== Dataset entries ==
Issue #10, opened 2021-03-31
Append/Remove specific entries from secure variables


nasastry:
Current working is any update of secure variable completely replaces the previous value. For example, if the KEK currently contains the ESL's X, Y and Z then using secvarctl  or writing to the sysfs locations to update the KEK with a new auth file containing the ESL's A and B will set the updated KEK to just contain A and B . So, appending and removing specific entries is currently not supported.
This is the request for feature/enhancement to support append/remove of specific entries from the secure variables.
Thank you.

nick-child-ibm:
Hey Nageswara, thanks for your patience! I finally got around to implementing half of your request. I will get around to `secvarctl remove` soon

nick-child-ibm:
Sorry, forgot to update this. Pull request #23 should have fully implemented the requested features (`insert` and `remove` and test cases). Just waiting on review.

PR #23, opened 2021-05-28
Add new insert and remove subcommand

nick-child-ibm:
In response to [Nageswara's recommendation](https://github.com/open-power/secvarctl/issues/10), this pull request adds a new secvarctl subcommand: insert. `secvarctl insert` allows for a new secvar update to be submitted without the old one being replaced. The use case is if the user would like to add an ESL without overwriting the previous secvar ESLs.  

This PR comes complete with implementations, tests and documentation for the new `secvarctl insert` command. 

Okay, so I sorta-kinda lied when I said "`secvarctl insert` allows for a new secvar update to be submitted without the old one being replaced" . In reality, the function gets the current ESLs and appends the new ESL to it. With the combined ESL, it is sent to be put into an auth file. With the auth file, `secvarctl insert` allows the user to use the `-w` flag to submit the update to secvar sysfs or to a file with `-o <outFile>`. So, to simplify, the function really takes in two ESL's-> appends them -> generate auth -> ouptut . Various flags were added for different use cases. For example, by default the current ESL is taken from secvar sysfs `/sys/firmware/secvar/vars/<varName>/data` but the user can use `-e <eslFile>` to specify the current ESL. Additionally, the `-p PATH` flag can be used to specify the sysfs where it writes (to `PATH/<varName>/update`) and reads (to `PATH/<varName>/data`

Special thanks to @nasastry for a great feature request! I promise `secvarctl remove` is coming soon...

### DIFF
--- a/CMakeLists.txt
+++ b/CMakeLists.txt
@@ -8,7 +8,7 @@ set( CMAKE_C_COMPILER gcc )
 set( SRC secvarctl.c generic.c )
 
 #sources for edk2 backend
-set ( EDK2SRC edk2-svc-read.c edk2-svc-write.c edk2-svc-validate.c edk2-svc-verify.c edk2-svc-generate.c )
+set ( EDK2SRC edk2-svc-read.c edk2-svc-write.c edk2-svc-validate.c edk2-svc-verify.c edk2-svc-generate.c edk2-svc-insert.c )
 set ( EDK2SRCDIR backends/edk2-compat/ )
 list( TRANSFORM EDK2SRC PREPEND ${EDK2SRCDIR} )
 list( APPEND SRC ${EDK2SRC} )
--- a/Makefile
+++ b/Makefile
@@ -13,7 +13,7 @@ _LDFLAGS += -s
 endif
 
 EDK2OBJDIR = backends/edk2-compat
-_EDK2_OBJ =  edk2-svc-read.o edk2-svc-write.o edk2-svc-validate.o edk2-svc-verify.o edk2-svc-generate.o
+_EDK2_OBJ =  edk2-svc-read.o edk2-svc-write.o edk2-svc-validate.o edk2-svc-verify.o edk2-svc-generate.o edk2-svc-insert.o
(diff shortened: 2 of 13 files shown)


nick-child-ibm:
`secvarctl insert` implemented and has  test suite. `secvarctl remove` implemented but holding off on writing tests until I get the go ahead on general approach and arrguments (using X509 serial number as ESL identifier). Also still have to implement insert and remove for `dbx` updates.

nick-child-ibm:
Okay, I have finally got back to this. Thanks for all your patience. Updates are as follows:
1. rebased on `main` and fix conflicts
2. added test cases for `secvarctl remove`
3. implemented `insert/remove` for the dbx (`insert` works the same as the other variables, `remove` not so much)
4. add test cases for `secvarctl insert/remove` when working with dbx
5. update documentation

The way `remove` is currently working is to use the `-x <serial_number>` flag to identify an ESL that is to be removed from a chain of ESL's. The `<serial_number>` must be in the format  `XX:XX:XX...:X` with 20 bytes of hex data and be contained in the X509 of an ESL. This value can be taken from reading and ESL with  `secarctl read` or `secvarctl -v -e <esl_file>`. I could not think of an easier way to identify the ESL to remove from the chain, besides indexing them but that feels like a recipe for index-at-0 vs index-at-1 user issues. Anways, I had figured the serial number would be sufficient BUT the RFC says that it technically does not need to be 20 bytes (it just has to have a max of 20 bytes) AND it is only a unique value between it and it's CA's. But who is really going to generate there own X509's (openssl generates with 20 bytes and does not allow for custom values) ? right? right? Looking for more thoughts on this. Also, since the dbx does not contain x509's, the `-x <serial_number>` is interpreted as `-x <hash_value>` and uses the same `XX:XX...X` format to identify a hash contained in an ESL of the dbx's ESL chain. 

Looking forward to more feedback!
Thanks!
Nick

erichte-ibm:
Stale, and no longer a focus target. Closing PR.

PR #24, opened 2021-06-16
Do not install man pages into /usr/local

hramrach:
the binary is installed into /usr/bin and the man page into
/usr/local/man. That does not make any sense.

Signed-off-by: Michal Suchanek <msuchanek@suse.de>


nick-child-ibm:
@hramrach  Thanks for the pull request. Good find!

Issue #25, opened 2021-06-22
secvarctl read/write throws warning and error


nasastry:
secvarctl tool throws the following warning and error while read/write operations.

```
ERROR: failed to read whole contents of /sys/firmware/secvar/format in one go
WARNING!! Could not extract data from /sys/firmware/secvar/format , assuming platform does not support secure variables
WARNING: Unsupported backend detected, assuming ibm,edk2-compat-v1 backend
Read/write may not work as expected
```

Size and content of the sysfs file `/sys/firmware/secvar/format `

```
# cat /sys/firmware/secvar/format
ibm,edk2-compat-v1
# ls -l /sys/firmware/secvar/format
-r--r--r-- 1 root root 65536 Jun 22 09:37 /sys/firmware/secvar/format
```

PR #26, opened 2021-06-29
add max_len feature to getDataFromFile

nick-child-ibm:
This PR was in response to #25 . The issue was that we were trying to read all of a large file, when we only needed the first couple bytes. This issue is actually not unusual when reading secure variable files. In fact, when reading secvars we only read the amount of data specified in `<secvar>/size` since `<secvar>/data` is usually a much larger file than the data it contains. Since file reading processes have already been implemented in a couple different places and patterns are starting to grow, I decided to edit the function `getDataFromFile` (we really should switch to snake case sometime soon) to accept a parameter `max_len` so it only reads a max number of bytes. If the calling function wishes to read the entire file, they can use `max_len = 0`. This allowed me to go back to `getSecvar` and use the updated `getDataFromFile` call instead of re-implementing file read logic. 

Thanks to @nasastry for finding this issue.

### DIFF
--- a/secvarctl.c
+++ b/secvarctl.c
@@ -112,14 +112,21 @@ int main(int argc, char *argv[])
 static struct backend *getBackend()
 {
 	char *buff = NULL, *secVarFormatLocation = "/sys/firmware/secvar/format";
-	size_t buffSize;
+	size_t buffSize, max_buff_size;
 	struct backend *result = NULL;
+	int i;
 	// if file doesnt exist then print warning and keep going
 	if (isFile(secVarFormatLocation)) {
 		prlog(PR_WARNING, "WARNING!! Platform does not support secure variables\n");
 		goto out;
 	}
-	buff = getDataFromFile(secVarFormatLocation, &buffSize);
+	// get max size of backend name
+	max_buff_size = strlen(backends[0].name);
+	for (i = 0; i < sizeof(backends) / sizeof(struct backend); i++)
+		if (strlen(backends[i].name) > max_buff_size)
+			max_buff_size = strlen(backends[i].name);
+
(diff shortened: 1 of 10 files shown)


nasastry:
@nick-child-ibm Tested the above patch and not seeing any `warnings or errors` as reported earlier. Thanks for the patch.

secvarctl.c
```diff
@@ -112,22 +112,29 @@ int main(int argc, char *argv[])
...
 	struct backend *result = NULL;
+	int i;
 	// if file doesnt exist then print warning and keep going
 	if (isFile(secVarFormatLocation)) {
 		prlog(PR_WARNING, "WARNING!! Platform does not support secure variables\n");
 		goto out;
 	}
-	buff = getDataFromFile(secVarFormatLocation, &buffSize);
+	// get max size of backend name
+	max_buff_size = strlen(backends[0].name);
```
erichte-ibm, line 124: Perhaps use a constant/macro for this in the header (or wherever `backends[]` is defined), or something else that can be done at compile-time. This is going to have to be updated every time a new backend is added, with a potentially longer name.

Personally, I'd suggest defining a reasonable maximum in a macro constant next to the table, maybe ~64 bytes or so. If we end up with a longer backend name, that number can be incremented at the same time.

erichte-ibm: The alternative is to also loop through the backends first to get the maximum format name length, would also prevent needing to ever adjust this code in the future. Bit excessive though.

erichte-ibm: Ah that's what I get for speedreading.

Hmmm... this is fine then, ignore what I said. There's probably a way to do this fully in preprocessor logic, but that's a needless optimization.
===
> _What is required_
What is the number of lines above that contain the string "validate"? Answer with the number alone.

> _Result for this task_
4